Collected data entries
PR #188, opened 2016-01-12
Handle errors better

fredthomsen:
Nowhere near ready, but wanted to know if I was heading down the right path...


Lukasa:
@fredthomsen So this is a great start, but I think it might not be the best way to go about it. I suspect the better way to do this is for me to migrate the core of hyper to use hyper-h2, which has much more effective error handling in it.

fredthomsen:
Woops, I misunderstood earlier then. My fault. I will leave this alone for now then.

→ **Task objective**
So that nothing is lost, write out each record exactly as it appears above.

→ **Written solution**
PR #188, opened 2016-01-12
Handle errors better

fredthomsen:
Nowhere near ready, but wanted to know if I was heading down the right path...


Lukasa:
@fredthomsen So this is a great start, but I think it might not be the best way to go about it. I suspect the better way to do this is for me to migrate the core of hyper to use hyper-h2, which has much more effective error handling in it.

fredthomsen:
Woops, I misunderstood earlier then. My fault. I will leave this alone for now then.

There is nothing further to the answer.